# Anybody dealt with Mid-American Salt



## Showmestaterida (Dec 28, 2006)

Looking to see if anybody has dealt with Mid-American Salt. Based out of Indiana . There salt comes from a mine in Morocco. Looking to find some bulk for good pricing.


----------



## Ajlawn1 (Aug 20, 2009)

As in Morocco, IN or the one in Africa...?


----------



## Showmestaterida (Dec 28, 2006)

Africa , They say its the driest salt out there .The call it hot rock. Ive heard before about mositure getting into the salt while in transient in the ship from the mositure in the air out at sea . Not sure if its true . Says its a pink and tan color . Been seeing some discolored salt around the last couple of years since the salt shortage . Seen tan colored salt and its has been very wet . Not sure if its theres or what .


----------



## Ajlawn1 (Aug 20, 2009)

I think they just changed names as they used to be Midwest Salt. I bought from them a few years back during the shortage their thaw rox, was blue nice stuff. They pulled out of Chitown or Toledo usually. I brought in 100 ton of African Salt from Fricks at the beginning of last year, just had that desert sand tint to it but real dry and clean for sure...


----------



## Showmestaterida (Dec 28, 2006)

looked up midwest salt and looks to be a different company . Mid american salt is based out of Fort Wayne , IN.


----------



## Ajlawn1 (Aug 20, 2009)

Yes they changed from Midwest to their name now... Had the location in Ft Wayne and the one in Chicago.


----------



## Mark Oomkes (Dec 10, 2000)

I have yet to hear of anyone receiving dry salt from Africa.


----------



## SnoFarmer (Oct 15, 2004)

I think your seeing a additive.
But who knows. 
http://www.cnn.com/2014/06/27/world/africa/senegals-dead-sea-lake-retba/index.html

In the midday heat, men and women move between piles of salt -- transporting, drying and trading the mineral. Over 70% of it is exported around West Africa, particularly to the Ivory Coast.


----------



## Ajlawn1 (Aug 20, 2009)

Mark Oomkes;2109487 said:


> I have yet to hear of anyone receiving dry salt from Africa.

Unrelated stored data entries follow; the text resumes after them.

PR #3152, opened 2017-11-08
Use cbf to make tests/ PSR2 compliant.

weitzman:


tests/annotatedCommandTest.php
```diff
@@ -9,70 +9,72 @@
...
+
+        // In theory this is not necessary, but this test keeps failing.
+        // $this->drush('cc', array('drush'), $options);
+
+        // Make sure that modules can supply DCG Generators and they work.
+        $optionsExample['answers'] = json_encode([
+        'name' => 'foo',
+        'machine_name' => 'bar',
+        ]);
+        $optionsExample['directory'] = self::getSandbox();
```
weitzman: Anyone know if we can convince phpcs to preserve indentation on these array elements?

greg-1-anderson:
In general, I am against style-checking the tests. It's fine to run cbf on them to make them comply, but I usually don't make test style variations failures.

I know plenty of projects that do style-check the tests, though, so I won't object if you want to move forward here.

Yep drier then a popcorn fart. Cleanest, driest and most consistant product I had seen in awhile.... My guess is they're still bringing it in this year or surplus from last year.


----------



## Showmestaterida (Dec 28, 2006)

was there alot of fines in the salt or was it pretty coarse?


----------



## abbe (Sep 8, 2009)

If I'm not mistaken that's where my salt came from this year. I'll check with my partner tomorrow but I believe the 200 tons We ordered came from MidAmerican. The stuff is incredibly dry and has a pink-ish color to it. A great consistency of different sized bits. Some of the stuff I had seen last year was like dust and would blow away. 

I've been mixing my own magic salt with this stuff and it's been great for the few storms we've had so far.


----------



## Showmestaterida (Dec 28, 2006)

Did your salt have alot of fines in it . Had some before that was really dry but had lots of fines in it . Not finding to much bulk the last couple of years that didnt have alot of fines in it. Some more dry than others.


----------



## blaster (Oct 28, 2011)

We use them. I am an hour south of there location in Fort Wayne it's dry, works as good as any the we have ever used. I had my doubts when I first looked at it it looked like gravel. It just has that brown or tan look.


----------



## Patrick Wellman (Dec 23, 2018)

_Long story short. Mid American Salt, Mark Thiele, & Brent Myer did not deliver bagged hot rock salt that matched the sample that we were given. They have refused to take the product back and reimburse us for the product and shipping costs. Apparently nobody else in our area wants the salt either. Their home office is only 30 minutes away and they apparently can even use it at that location. The bagged hot rock salt looks like it was never screened. It was bagged in Toledo, OH. May be fine for a bulk salt spreader but does not work in a Spyker push spreader. Salt is comprised of mostly fines. It is very dusty and cakes together. BUYER BEWARE. P.S. We had the same experience two years ago. They fired people and assured me things were now better. We decided to give them a second chance. I wish we would have found ES Deicing sooner in Ft. Wayne, IN._


----------



## Defcon 5 (Mar 20, 2014)

Mark Oomkes said:


> I have yet to hear of anyone receiving dry salt from Africa.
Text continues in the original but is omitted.